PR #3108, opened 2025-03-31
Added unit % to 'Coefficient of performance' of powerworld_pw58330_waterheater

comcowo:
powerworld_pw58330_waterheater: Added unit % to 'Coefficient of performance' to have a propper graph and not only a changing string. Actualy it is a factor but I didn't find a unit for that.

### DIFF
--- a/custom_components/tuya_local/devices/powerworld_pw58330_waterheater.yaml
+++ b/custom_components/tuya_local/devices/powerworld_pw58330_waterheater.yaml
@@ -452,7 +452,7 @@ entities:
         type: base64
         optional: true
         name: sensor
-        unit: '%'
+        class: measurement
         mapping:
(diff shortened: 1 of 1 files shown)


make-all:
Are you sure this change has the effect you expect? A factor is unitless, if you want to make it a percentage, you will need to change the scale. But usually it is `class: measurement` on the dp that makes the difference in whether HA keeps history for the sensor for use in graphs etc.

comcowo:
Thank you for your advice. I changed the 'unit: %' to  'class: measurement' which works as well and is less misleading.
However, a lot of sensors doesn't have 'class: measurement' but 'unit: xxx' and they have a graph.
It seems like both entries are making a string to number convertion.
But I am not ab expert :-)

◇ ◇ ◇

#### [Task prompt]
Your job is to write out the data exactly as it stands.

#### [Your response]
PR #3108, opened 2025-03-31
Added unit % to 'Coefficient of performance' of powerworld_pw58330_waterheater

comcowo:
powerworld_pw58330_waterheater: Added unit % to 'Coefficient of performance' to have a propper graph and not only a changing string. Actualy it is a factor but I didn't find a unit for that.

### DIFF
--- a/custom_components/tuya_local/devices/powerworld_pw58330_waterheater.yaml
+++ b/custom_components/tuya_local/devices/powerworld_pw58330_waterheater.yaml
@@ -452,7 +452,7 @@ entities:
         type: base64
         optional: true
         name: sensor
-        unit: '%'
+        class: measurement
         mapping:
(diff shortened: 1 of 1 files shown)


make-all:
Are you sure this change has the effect you expect? A factor is unitless, if you want to make it a percentage, you will need to change the scale. But usually it is `class: measurement` on the dp that makes the difference in whether HA keeps history for the sensor for use in graphs etc.

comcowo:
Thank you for your advice. I changed the 'unit: %' to  'class: measurement' which works as well and is less misleading.
However, a lot of sensors doesn't have 'class: measurement' but 'unit: xxx' and they have a graph.
It seems like both entries are making a string to number convertion.
But I am not ab expert :-)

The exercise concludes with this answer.